In contrast to this normal definition of space commercialization, the President and NASA want to create a totally taxpayer subsidized rocket and spacecraft capability and call it “commercial”, hoping that it would include acceptable and affordable means of taking astronauts to the Space Station. Do we really want to put all our national space access eggs in the one basket of unproven, fully subsidized launch capabilities with limited independent oversight? What happens if a risk adverse NASA and Congress eventually make those potential capabilities unaffordable and unattractive to non-NASA customers? The Board of any reputable investor-owned company must ask exactly this last question.

The Founders did not expect the Federal Government to fund activities beyond those applicable to specified powers of Congress and the President, such as those powers required for direct and indirect applications to our “common defence.” This constitutional line between true commercialization and national defense is a very useful line to draw. Indeed, earlier federal aeronautical and satellite communications technology development drew this line carefully by funding technology development and not actual commercial products based on such technology. These technologies often have been critical to national security, but their application in commercial activities has been left largely to investor-driven decisions.

Advocacy of extra-constitutional “investments” (read “subsidies”) by government in ventures aimed at commercial applications, even to meet a non-defense federal requirement, reflects a desire for more federal control of private enterprise rather than belief in the realities of the market place.
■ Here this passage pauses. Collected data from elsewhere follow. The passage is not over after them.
PR #677, opened 2026-08-27
fix(org-memory): tolerate malformed history entries

### LINKED ISSUE #587: [agent/core] JSON.parse without try/catch on disk-loaded org-memory history entries
## Bug
`JSON.parse(raw) as OrgMemoryChangeLogEntry` will throw if any history file is corrupted, which crashes the entire `listOrgMemoryHistory` / `getOrgMemoryHistoryEntry` calls and prevents the org memory UI from loading.

## Files
- `packages/core/src/soul/org-memory-history.ts:88, 112`

## Fix
Wrap each parse in try/catch, log a warning, and skip the bad entry.

## Severity
Medium — robustness.

mamenesia:
## Summary

Malformed org-memory snapshots no longer break history or Undo.

**Before:** one corrupt metadata file crashed list/direct history reads and prevented the memory timeline from loading.
**After:** malformed metadata is skipped with an ID-only warning, while timeline and Undo resolve the nearest readable state in true chronological order.

Why safe:
1. Only JSON parse failures are isolated; filesystem errors still surface and corrupt files remain available for recovery.
2. Live-memory comparison prevents a skipped snapshot from producing a false Current badge or a no-op Undo.

Only follow up if malformed snapshots should be quarantined automatically instead of preserved.

Closes #587

## Test plan
- [x] `bun test --timeout 120000 <org-memory suites>` (59 pass, 144 assertions)
- [x] Scoped Ultracite + diff check; core/server/web builds and current web type-check
- [ ] Corrupt the newest history `.json`, reload System ΓåÆ Organization, then click Undo latest


ahmadrosid:
Quick ponytail pass — mostly lean.

One thing I’d drop: `org-memory-history-panel.shared.ts`. It’s only used once, and the helper is basically “trim both sides and compare.” Feels cleaner to just do that inline in `OrgMemoryHistoryPanel` and delete the shared file + its test.

Something like:

```ts
const live = memoryData?.content;
const snap = latestRevision?.content;
const latestRevisionIsCurrent =
  live !== undefined && snap !== undefined && live.trim() === snap.trim();
const canUndo =
  live !== undefined &&
  snap !== undefined &&
  changes.length >= (latestRevisionIsCurrent ? 2 : 1);
```

The server-side skip/malformed handling looks good as-is.

ahmadrosid (approved):

PR #2895, opened 2022-10-02
import package mocks in test helpers

sachinraja:
`___packages` was imported in the `__testHelpers` before but I removed it for some reason. This fixes an error when running Jest in watch mode


KATT (approved):
Oh shit I've noticed this

PR #2896, opened 2022-10-02
feat(ci): test sqlite swapper

### LINKED ISSUE #2835: Use proper dbs in CI
... or find a way to dynamically swapping between sqlite/pg

Pros:

- Easier to grok examples
- Tests represent reality better

Cons:

- Slower CI

>        for an actual app, I would want to test against the same database. we could merge and fix this in a follow-up but might be easier to just revert in this PR

_Originally posted by @sachinraja in https://github.com/trpc/trpc/pull/2809#discussion_r983043748_

juliusmarminge:
Closes #2835

## 🎯 Changes

[Made this](https://github.com/juliusmarminge/prisma-sqlite-ci) the other day, testing if it works for our use-case.

## ✅ Checklist


juliusmarminge:
Leave your thoughts before I do the rest of the examples.

I might tidy up [the action](https://github.com/juliusmarminge/prisma-sqlite-ci) and do a publish, in which case we could use that instead of keeping the source.

KATT (commented):
I think we should have a stab at #2937 ahead of going further down the route of using SQLite

juliusmarminge:
> I think we should have a stab at #2937 ahead of going further down the route of using SQLite

Agree if we can get snappy Postgres that's better!

PR #2904, opened 2022-10-03
add `isDev` variable

KATT:
## 🎯 Changes

- Programmatically supply `isDev: boolean` rather than relying on `process.env.NODE_ENV`

## ✅ Checklist

### DIFF
--- a/packages/server/src/core/router.ts
+++ b/packages/server/src/core/router.ts
@@ -79,6 +79,7 @@ export interface RouterDef<
    * @deprecated
    */
   subscriptions: {};
+  isDev: boolean;
 }
 
 export type AnyRouterDef<TContext = any> = RouterDef<TContext, any, any, any>;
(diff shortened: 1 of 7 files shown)


packages/server/src/core/router.ts
```diff
@@ -209,8 +212,12 @@ export type CreateRouterInner<
  * @internal
  */
 export function createRouterFactory<TConfig extends RootConfig>(
-  defaults?: RouterDefaultOptions<TConfig['ctx']>,
+  defaults: RouterDefaultOptions<TConfig['ctx']>,
 ) {
+  const transformer = defaults?.transformer ?? defaultTransformer;
+  const errorFormatter = defaults?.errorFormatter ?? defaultFormatter;
```
iduuck, line 218: The optional chain operator is not needed here, since the `?` flag was removed from `defaults`.

iduuck: However, is it really "safe" to make it non-optional?

iduuck (changes requested):

KATT:
Superseded by #2907

PR #2907, opened 2022-10-03
feat: rm `process.env` deps &  refactor root config

KATT:
Closes #

## 🎯 Changes

- Add `allowOutsideOfServer` & `isServer` so we can run tRPC in non-server environments (like the browser)
- Add `isDev: boolean` to signal if we're running our tRPC server in dev mode 
  - Only affects whether or not to send the server's stack trace on tRPC errors right now
- Refactor RootConfig to make a bit more sense:
  - It now consists of two parts: the Root Config **Types** (the generics) & the Runtime **Config** (stuff that are actually used (which can also affect the types))
  - Generics are stored at `$types` and wrapped in a proxy in case they're accessed at runtime
- ~I commented-out some tests that are `// Maybe *` that might be nice to fix for interop safety?~ fixed
- Remove `_ctx_in` on procedures as that can be derived from the config

## ✅ Checklist


packages/server/src/core/router.ts
```diff
@@ -41,48 +36,32 @@ export interface ProcedureStructure {
...
    */
-  mutations: {};
+  mutations: any;
   /**
    * V9 subscriptions
    * @deprecated
    */
-  subscriptions: {};
-  isDev: boolean;
+  subscriptions: any;
```
sachinraja, line 60: I think the example is erroring because of these

KATT: yeah, but not having it broke other stuff

KATT: i wanted the type `AnyRouter` and it's "children" to be _somewhat_ typesafe so we got autocompletion/typesafety when using 

```ts
const router: AnyRouter = null as any;

router._def._config
//                          ^  i want autocompletion etc here
```

.eslintrc
```diff
@@ -53,7 +53,7 @@
         "format": ["PascalCase"],
         "leadingUnderscore": "allow",
         "custom": {
-          "regex": "^T[A-Z][a-zA-Z]+[0-9]*$",
+          "regex": "^(\\$|T)[A-Z][a-zA-Z]+[0-9]*$",
```
KATT, line 56: I like `$MyType` for things that are derived from fn arguments

packages/server/src/core/internals/config.ts
```diff
@@ -11,6 +7,9 @@ import {
 export interface InitGenerics {
   ctx: Record<string, unknown>;
   meta: Record<string, unknown>;
+  // FIXME this should be typed
```
KATT, line 10: maybe

.eslintrc
```diff
@@ -53,7 +53,7 @@
         "format": ["PascalCase"],
         "leadingUnderscore": "allow",
         "custom": {
-          "regex": "^T[A-Z][a-zA-Z]+[0-9]*$",
+          "regex": "^(T|\\$)[A-Z][a-zA-Z]+[0-9]*$",
```
KATT, line 56: I like `$` for types that are derived from arguments

packages/server/src/core/internals/config.ts
```diff
@@ -23,40 +21,62 @@ export const isServerDefault: boolean =
...
+  $types: TGenerics;
 }
 
 /**
  * @internal
  */
-export type CreateRootConfig<TConfig extends RootConfig> = TConfig;
+export type AnyRootConfig = RootConfig<{
+  ctx: any;
+  meta: any;
```
KATT, line 79: Would be slightly nicer if these were


```suggestion
  ctx: Record<any, any>;
  meta: Record<any, any>;
```

sachinraja (approved):
Awesome work!

packages/server/src/core/initTRPC.ts
```diff
@@ -40,22 +43,22 @@ type CreateInitGenericsFromPartial<TType extends PartialInitGenerics> =
  * - Doesn't need to be a class but it doesn't really hurt either
  */
 
-class TRPCBuilder<TParams extends Partial<InitGenerics> = {}> {
-  context<TNewContext extends InitGenerics['ctx']>() {
+class TRPCBuilder<TParams extends Partial<RootConfigTypes> = {}> {
```
bautistaaa, line 46: can you reuse `PartialRootConfigTypes` like on line 31

packages/server/src/core/initTRPC.ts
```diff
@@ -68,15 +71,15 @@ class TRPCBuilder<TParams extends Partial<InitGenerics> = {}> {
  */
 export const initTRPC = new TRPCBuilder();
 
-function createTRPCInner<TParams extends Partial<InitGenerics>>() {
-  type $Generics = CreateInitGenericsFromPartial<TParams>;
+function createTRPCInner<TParams extends Partial<RootConfigTypes>>() {
```
bautistaaa, line 74: can you reuse `PartialRootConfigTypes`?

KATT: Wanna do a PR and tweak these? ☺

bautistaaa: Yep!

PR #2956, opened 2022-10-10
docs: add example of `unstable_overrides`

juliusmarminge:
Ref: #2954

Thought it would be nice with a simple example


KATT (commented):
This is not enough? :) https://trpc.io/docs/v10/query-invalidation#invalidate-full-cache-on-every-mutation

juliusmarminge:
> This is not enough? :) https://trpc.io/docs/v10/query-invalidation#invalidate-full-cache-on-every-mutation

Oh I must've misread that hard lol 🤦🏼‍♂️

PR #2968, opened 2022-10-10
feat: make false link in splitLink optional

### LINKED ISSUE #2929: feat: make `false` link in `splitLink` optional

While I was doing the Link documentation overhaul, I noticed in the [Apollo link docs](https://www.apollographql.com/docs/react/api/link/introduction/#directional-composition) that their `split` implementation has the `false` link as optional. I thought it would be cool to add that functionality to tRPC's own `splitLink` so that in the case the user just wants a conditional link they can use it without supplying a fallback.

In simpler terms, right now `splitLink` just provides an "if else" flow, and I would like it if it could also offer the "if" flow, without the else.

Basic implementation would be something like:

```ts
export function splitLink<TRouter extends AnyRouter = AnyRouter>(opts: {
  condition: (op: Operation) => boolean;
  /**
   * The link to execute next if the test function returns `true`.
   */
  true: TRPCLink<TRouter> | TRPCLink<TRouter>[];
  /**
   * The link to execute next if the test function returns `false`.
   */
  false?: TRPCLink<TRouter> | TRPCLink<TRouter>[];
}): TRPCLink<TRouter> {
  return (runtime) => {
    const yes = asArray(opts.true).map((link) => link(runtime));
    const no = opts.false
      ? asArray(opts.false).map((link) => link(runtime))
      : [];
    return (props) => {
      return observable((observer) => {
        const passesCondition = opts.condition(props.op);
        if (passesCondition === false && !opts.false) {
          return props.next(props.op).subscribe(observer);
        }
        const links = passesCondition ? yes : no;
        return createChain({ op: props.op, links }).subscribe(observer);
      });
    };
  };
}
```

Not add it and leave it as is.

### Additional information

Tests would need to be added to validate that it works properly.
Documentation would need to be modified

### 👨‍👧‍👦 Contributing

rhenriquez28:
Closes #2929 

## 🎯 Changes

I modified `splitLink` so that `false` is optional in the case the user doesn't want to provide fallback when the condition isn't met. I've also added clarification on how `splitLink` actually works in the docs.

## ✅ Checklist

### DIFF
--- a/packages/client/src/links/splitLink.test.ts
+++ b/packages/client/src/links/splitLink.test.ts
@@ -1,7 +1,6 @@
 /* eslint-disable @typescript-eslint/no-empty-function */
 import { observable } from '@trpc/server/observable';
-import { splitLink } from '../';
-import { OperationLink, TRPCLink } from '../';
+import { OperationLink, TRPCLink, splitLink } from '../';
 import { AnyRouter } from '../../../server/src';
 import { createChain } from '../links/internals/createChain';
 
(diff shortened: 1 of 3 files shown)


KATT (changes requested):
Sorry, I missed your feature request the other day. 

I think this is a really solid contribution and you did a great job, but I don't think we should have this functionality. 

I think it's better to explicitly define a link that throws than it is to allow optionality. It's one of those features that might cause unexpected behavior because the user simply forgot the `false`-link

Few, if any, past successes for this approach can be identified. Even those past federal “commercial” investments with constitutional justification, such as the Transcontinental Railroad, ended up being very messy and corrupt.

NASA’s chartered function, unfortunately not recognized by the current Administration, remains that of maintaining America as the international leader in all major aspects of space exploration and promoting space technology development, some of which may have commercial as well as defense applications. The private sector’s function remains two fold: that of being dedicated contractors fulfilling NASA constitutional requirements and that of commercializing space technologies. NASA’s function is not that of being a total substitute for investors whether or not it may be a future customer for those investors.

The right and continuing space policy choice for the Congress of the United States remains as previously approved by Democrats and Republicans alike. Returning to the Moon compares in significance to President Jefferson’s dispatch of Lewis and Clark into wilderness of the Louisiana Purchase. Jefferson’s decision had unquestioned and critical significance to American growth and survival. As with the American West, human exploration of space embodies basic human instincts— freedom, curiosity, and betterment of one’s conditions. America’s unique and special society of immigrants still has such instincts at its core.